Yep, one was $8 and the other was $10, I shudder to think what they'd cost in a restaurant!

Thanks for the link Aaron. Did you happen to notice their branded glassware?! Very odd! Not sure I'd really want to drink the 10% out of a 'pilsner mug', I might use a chalice... if you're drinking a $10 beer you want it to be a special occasion!
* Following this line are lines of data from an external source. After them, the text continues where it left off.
PR #636, opened 2021-01-04
Unicode/char32 t

theodelrieu:
Following up #634

### DIFF
--- a/include/boost/spirit/home/x3/support/traits/print_attribute.hpp
+++ b/include/boost/spirit/home/x3/support/traits/print_attribute.hpp
@@ -14,6 +14,7 @@
 #include <boost/fusion/include/for_each.hpp>
 #include <boost/spirit/home/x3/support/traits/attribute_category.hpp>
 #include <boost/spirit/home/x3/support/traits/is_variant.hpp>
+#include <boost/spirit/home/support/char_encoding/unicode.hpp>
 
 namespace boost { namespace spirit { namespace x3 { namespace traits
 {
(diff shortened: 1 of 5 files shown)


theodelrieu:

I found a couple of reviews on ratebeer, looks like I shouldn't get my hopes up too high (and the price is a common complaint) but at least they should be interesting.
I'll let you know when I open them :beer:


----------



## Steve (30/3/07)

...and heres me thinking this was a thread for some kind of industrial strength zip ties....bloody strange name, even for Italian.
Cheers
Steve


----------



## domonsura (30/3/07)

I often have a quick look in bottlo's to see what they have that's different, but very infrequently bother to get anything, simply because I reckon that next to our freshly made beers, it's hard for an impolrted beer to live up to the good reviews they've had from people who've been fortunate enough to taste them fresh from the brewery before they get subjected to shipping/storage abuse. Over the years working in bottleshops, I've worked with a very scant few people who actually understood that beers need to be looked after if they are to be their best. I've seen entire pallets (thousands of $$$ worth) of imports left out in the sun in the loading yard for days on end because of space issues, whilst the megaswill gets shoved straight into pride of place......which is a bit backwards to say the least.. and I've also seen a local bottlestore with a 500W halogen spotlight 'highlighting' their imported beer display  - when I politely pointed out that every bottle of beer on the top of the display was at about 50 degrees C, the dudes response was 'it doesn't matter once it's in the bottle mate' <_< . I just smiled and went "oh, OK then" because it's pointless trying to educate people like that. And that's not even taking into account the treatment that it gets on the docks, in shipping containers sitting on decks or in holds of ships in transit and everything else that happens. 
Unfortunately the price you pay is not reflective of any extra special level of care these special little bottles from abroad should get......

I reckon if I won lotto, I'd like to organise a tour of every boutique brewery in the world with a week or 2 in each - long enough to really get to know each one & have it coming out every pore - probably a perfect opportunity to write a worldwide review book! I think I'd call it 'Shitfaced in Every Corner' . 
But for now I just dream about it. But wouldn't it be nice?!


----------



## kook (30/3/07)

domonsura said:


> I reckon if I won lotto, I'd like to organise a tour of every boutique brewery in the world with a week or 2 in each - long enough to really get to know each one & have it coming out every pore - probably a perfect opportunity to write a worldwide review book! I think I'd call it 'Shitfaced in Every Corner' .
> But for now I just dream about it. But wouldn't it be nice?!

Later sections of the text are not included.